Youve Done It Again Virginia 306
April 9th, 2022 by Roy Due west. Spencer, Ph. D.
SUMMARY
The proper way of looking for causal relationships between time series data (due east.g. between atmospheric CO2 and temperature) is discussed. While statistical analysis lonely is unlikely to provide "proof" of causation, apply of the 'master equation' is shown to avoid mutual pitfalls. Correlation analysis of natural and anthropogenic forcings with year-on-twelvemonth changes in Mauna Loa CO2 advise a role for increasing global temperature at least partially explaining observed changes in CO2, only purely statistical analysis cannot tie down the magnitude. 1 statistically-based model using anthropogenic and natural forcings suggests ~15% of the rise in CO2 being due to natural factors, with an excellent match betwixt model and observations for the COVID-19 related downturn in global economic activity in 2020.
Introduction
The record of atmospheric CO2 concentration at Mauna Loa, Hawaii since 1959 is the longest continuous record we have of actual (not inferred) atmospheric CO2 concentrations. I've visited the laboratory where the measurements are taken and received a tour of the facility and explanation of their procedures.

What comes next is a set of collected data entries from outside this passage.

Issue #104, opened 2015-05-23
subreddit jump list / tabs


gotbletu:
I dont like to waste time typing the subreddit everytime i want to switch.

Idea:
a way to bookmark all your favorite subreddit in the config.
Use a hotkey to see the list, then jump to the subreddit you want quickly.
Or add tabs support

michael-lazar:
I've thought about this a bit myself as well. I think the best thing to do would be to display the user's subscribed subreddits. AFAIK this is Reddit's equivalent to "bookmarking". We can grab the list with praw's [get_my_subreddits](https://praw.readthedocs.org/en/v2.1.21/pages/code_overview.html#praw.__init__.MySubredditsMixin.get_my_subreddits) function. The tricky part will be displaying the list with curses and supporting stable scrolling. I'm all for it though! There's a large backlog of issues that I'm currently working through ATM. We're very open to contributions if you want to try putting something together.

tobywhughes:
I could see something along the lines of when entering in the subreddit name, have a button that opens up a prompt that allows you to select your subscribed subreddits. If there are more than a certain amount, have a a key like [ and ] to select a different page. I don't really know much about curses, but I'll see if I can put something together.

Oh, and hi everybody! Haven't been able to contribute for a while cause of school and work, but just finished finals so I'll be around for a couple of weeks.

michael-lazar:
Closing, as a similar feature is available through opening the user's subscriptions

PR #131, opened 2015-08-09
Adding "subscriptions" feature

TheoPib:
Added the ability for authenticated users to view their subscribed subreddits, and to jump to one of them.

### DIFF
--- a/rtv/content.py
+++ b/rtv/content.py
@@ -153,7 +153,7 @@ class BaseContent(object):
         data = {}
         data['object'] = subscription
         data['type'] = 'Subscription'
-        data['name'] = subscription._case_name
+        data['name'] = "/r/" + subscription._case_name
         data['title'] = subscription.title
 
         return data
@@ -404,9 +404,8 @@ class SubscriptionContent(BaseContent):
                 self._subscription_data.append(data)
 
         data = self._subscription_data[index]
-        subreddit_info = "/r/" + data['name'] + "\n" + data['title']
-        data['split_title'] = wrap_text(subreddit_info, width=n_cols)
-        data['n_rows'] = len(data['split_title'])
+        data['split_title'] = wrap_text(data['name'], width=n_cols)
+        data['n_rows'] = len(data['split_title']) + 1
         data['offset'] = 0
 
         return data
--- a/rtv/content.py
+++ b/rtv/content.py
@@ -368,22 +368,21 @@ class SubredditContent(BaseContent):
         return data
 
 class SubscriptionContent(BaseContent):
-    def __init__(self, name, subscriptions, loader):
-        self.name = name
+    def __init__(self, subscriptions, loader):
+        self.name = "Subscriptions"
         self._loader = loader
         self._subscriptions = subscriptions
         self._subscription_data = []
 
     @classmethod
     def get_list(cls, reddit, loader):
-        display_name = "Subscriptions"
         try:
             with loader():
                 subscriptions = reddit.get_my_subreddits(limit=None)
         except praw.errors.APIException:
             raise SubscriptionError()
 
-        return cls(display_name, subscriptions, loader)
+        return cls(subscriptions, loader)
 
     def get(self, index, n_cols=70):
         """
--- a/rtv/content.py
+++ b/rtv/content.py
@@ -404,7 +404,7 @@ class SubscriptionContent(BaseContent):
                 self._subscription_data.append(data)
 
         data = self._subscription_data[index]
-        subreddit_info = "/r/" + data['name'] + " - " + data['title']
+        subreddit_info = "/r/" + data['name'] + "\n" + data['title']
         data['split_title'] = wrap_text(subreddit_info, width=n_cols)
         data['n_rows'] = len(data['split_title'])
         data['offset'] = 0
--- a/rtv/content.py
+++ b/rtv/content.py
@@ -368,21 +368,22 @@ class SubredditContent(BaseContent):
         return data
 
 class SubscriptionContent(BaseContent):
-    def __init__(self, subscriptions, loader):
-        self.name = "Subscriptions"
+    def __init__(self, name, subscriptions, loader):
+        self.name = name
         self._loader = loader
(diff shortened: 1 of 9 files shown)


michael-lazar:
Hi Theo. Thanks for the PR, this is very impressive! This is a large addition so I will probably need a few days to go over everything in more detail. At first glance the code looks clean and well though out. I'll get back to you if I have any comments or questions.

michael-lazar:
Relates to https://github.com/michael-lazar/rtv/issues/104

TheoPib:
I tried to stick with rtv's code structure, maybe some portions of the code can be improved, but the core feature is a call to PRAW's get_my_subreddits().

TheoPib:
I found out that pressing s key while in subscriptions screen would make rtv crash due to a missing import, but instead of unnecessarily importing SubscriptionPage, I preferred overriding 's' mapping in SubscriptionController.

TheoPib:
Well, I just noticed I left out the initial draft of get_subscriptions() method in page.py. I removed it since it is now in SubredditController, which by the way fixes the bug I mentioned above. I however kept the updated keybinding.

rtv/content.py
```diff
@@ -143,6 +143,20 @@ def strip_praw_submission(sub):
...
+    def strip_praw_subscription(subscription):
+        """
+        Parse through a subscription and return a dict with data ready to be
+        displayed through the terminal.
+        """
+
+        data = {}
+        data['object'] = subscription
+        data['type'] = 'Subscription'
+        data['name'] = "/r/" + subscription._case_name
```
michael-lazar: Any reason we can't use ``subscription.display_name``? I would rather avoid private variables if possible.

rtv/subscriptions.py
```diff
@@ -0,0 +1,72 @@
...
+        self.content = SubscriptionContent.get_list(self.reddit, self.loader)
+        self.nav = Navigator(self.content.get)
+
+    @SubscriptionController.register(curses.KEY_ENTER, 10, curses.KEY_RIGHT)
+    def open_selected_subreddit(self):
+        "Open the selected subreddit"
+
+        from .subreddit import SubredditPage
+        data = self.content.get(self.nav.absolute_index)
+        page = SubredditPage(self.stdscr, self.reddit, data['name'][2:]) # Strip the leading /r
```
michael-lazar: You shouldn't need to strip the `/r/`, SubredditContent.from_name() does that for you!

rtv/subscriptions.py
```diff
@@ -0,0 +1,72 @@
...
+        "Re-download all subscriptions and reset the page index"
+
+        self.content = SubscriptionContent.get_list(self.reddit, self.loader)
+        self.nav = Navigator(self.content.get)
+
+    @SubscriptionController.register(curses.KEY_ENTER, 10, curses.KEY_RIGHT)
+    def open_selected_subreddit(self):
+        "Open the selected subreddit"
+
+        from .subreddit import SubredditPage
```
michael-lazar: Is this because of circular imports? If so, please put a comment here saying so. I would be nice if there was a better way to handle this :/

rtv/content.py
```diff
@@ -352,3 +366,46 @@ def get(self, index, n_cols=70):
...
+                with self._loader():
+                    subscription = next(self._subscriptions)
+            except StopIteration:
+                raise IndexError
+            else:
+                data = self.strip_praw_subscription(subscription)
+                self._subscription_data.append(data)
+
+        data = self._subscription_data[index]
+        data['split_title'] = wrap_text(data['name'], width=n_cols)
```
michael-lazar: So I think in this case, ``subreddit.title`` (data['title']) is actually the one that should be wrapped and not the name. The title is the property with the subreddit description and may be longer than the width of the terminal.

rtv/subscriptions.py
```diff
@@ -0,0 +1,72 @@
...
+    @staticmethod
+    def draw_item(win, data, inverted=False):
+        n_rows, n_cols = win.getmaxyx()
+        n_cols -= 1  # Leave space for the cursor in the first column
+
+        # Handle the case where the window is not large enough to fit the data.
+        valid_rows = range(0, n_rows)
+        offset = 0 if not inverted else -(data['n_rows'] - n_rows)
+
+        n_title = len(data['split_title'])
```
michael-lazar: Based on my comment in ``content.py``, you would have to switch this around to add ``data['name']`` first and then ``data['split_title']``.

michael-lazar:
Hey sorry for the delay, I left some comments!

TheoPib:
I'm going to push a commit to push the fixes you mentioned. As for the circular imports, I know my solution is not ideal, but I was unable to find a better way unfortunately. I'll try again though.

rtv/content.py
TheoPib: No reason at all, I simply didn't find a better variable at this time.

TheoPib:
Well, I'm excited to say that I found a way to :
- Avoid circular imports or import in a function
- Improve the way a selected subreddit in subscriptions list is opened : instead of creating a new instance of SubredditPage, I store the selected subreddit data in an object, set active to False, I get the data from the caller SubredditPage instance, and finally I refresh with the selected subreddit.

This approach seems better overall (no need to recreate a SubredditPage when there is already one in the back).
I also addressed the other points you mentioned.

michael-lazar:
Nicely done, I really like that approach! I went ahead and merged this with develop. There were three things not worth making another round of comments so I just changed them myself:

- Got rid of the getter method and opted for grabbing ``page.selected_subreddit_data`` directly.
- Added the vim binding ``h`` to exit the subscription page
- Switched back to having the subreddit name on top with the description underneath . This was my fault for poorly communicating what I was asking for.

Thanks again I think this turned out really well.

TheoPib:
No problem, I'm really happy to contribute to your project!

I saw the additional changes you made to the code. When I modified the wrapped field, I was unable to leave the subreddit name on top. I guess I didn't fully understand the way it was done, but you fixed it, so it's alright now.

The geographic location is quite practiced for getting a yearly judge of global CO2 concentrations because it is largely removed from local anthropogenic sources, and at a loftier enough altitude that substantial mixing during air mass transport has occurred, smoothing out sudden changes due to, say, transport downwind of the large emissions sources in China. The measurements are nearly continuous and procedures have been developed to exclude data which is considered to be influenced by local anthropogenic or volcanic processes.
Almost researchers consider the steady rise in Mauna Loa CO2 since 1959 to be entirely due to anthropogenic greenhouse gas emissions, mostly from the burning of fossil fuels. I won't become into the testify for an anthropogenic origin here (e.g. the decrease in atmospheric oxygen, and changes in atmospheric carbon isotopes over time). Instead, I will address bear witness for some portion of the CO2 increase being natural in origin. I will be using empirical information analysis for this. The results will not be definitive; I'one thousand mostly trying to show how difficult it is to determine cause-and-effect from the available statistical data analysis alone.
Inferring Causation from the "Principal Equation"
Many processes in physics tin be addressed with some grade of the "master equation", which is a simple differential equation with the time derivative of one (dependent) variable beingness related to some combination of other (independent) variables that are believed to cause changes in the dependent variable. This equation form is widely used to depict the time rate of change of many physical processes, such as is washed in weather forecast models and climate models.
In the example of the Mauna Loa CO2 data, Fig. one shows the departure between the raw information (Fig. 1a) and the more than physically-relevant twelvemonth-to-year changes in CO2 (Fig. 1b).
Fig. 1. Mauna Loa CO2 information, 1959-2021, testify equally (a) yearly average values, and (b) twelvemonth-on yr changes in those values (dCO2/dt).
If one believes that yr-to-year changes in atmospheric CO2 are but due to anthropogenic inputs, then we can write:
dCO2/dt ~ Anthro(t),
which simply ways that the year-to-year changes in CO2 (dCO2/dt, Fig. 1b) are a part of (due to) yearly anthropogenic emissions over time (Anthro(t)). In this case, yr-on-yr changes in Mauna Loa CO2 should be highly correlated with yearly estimates of anthropogenic emissions. The actual relationship, notwithstanding, is clearly not that simple, equally seen in Fig. 2, where the anthropogenic emissions curve is much smoother than the Mauna Loa data.
Fig. 2. Mauna Loa twelvemonth-on-year observed changes in CO2 versus estimate of global anthropogenic emissions.
Therefore, there are clearly natural processes at work in addition to the anthropogenic source. Also annotation those natural fluctuations are much bigger than the ~half dozen% reduction in emissions betwixt 2019 and 2020 due to the COVID-19 economical slowdown, a point that was emphasized in a recent study that claimed satellite CO2 observations combined with a global model of CO2 transports was able to identify the small reduction in CO2 emissions.
So, if you think there are also natural causes of year-to-year changes in CO2, yous could write,
dCO2/dt ~ Anthro(t) + Natural(t),
which would approximate what carbon cycle modelers use, since it is known that El Nino and La Nina (every bit well as other natural modes of climate variability) also bear upon yearly changes in CO2 concentrations.
Or, if you think year-on-year changes are due to only sea surface temperature, you can write,
dCO2/dt ~ SST(i),
and you can then correlate yr-on-year changes in CO2 to a dataset of yearly boilerplate SST.
Or, if you call back causation is in the opposite direction, with changes in CO2 causing year-on-year changes in SST, you can write,
dSST/dt ~ CO2(t),
in which case you can correlate the yr-on-year changes in SST with CO2 concentrations.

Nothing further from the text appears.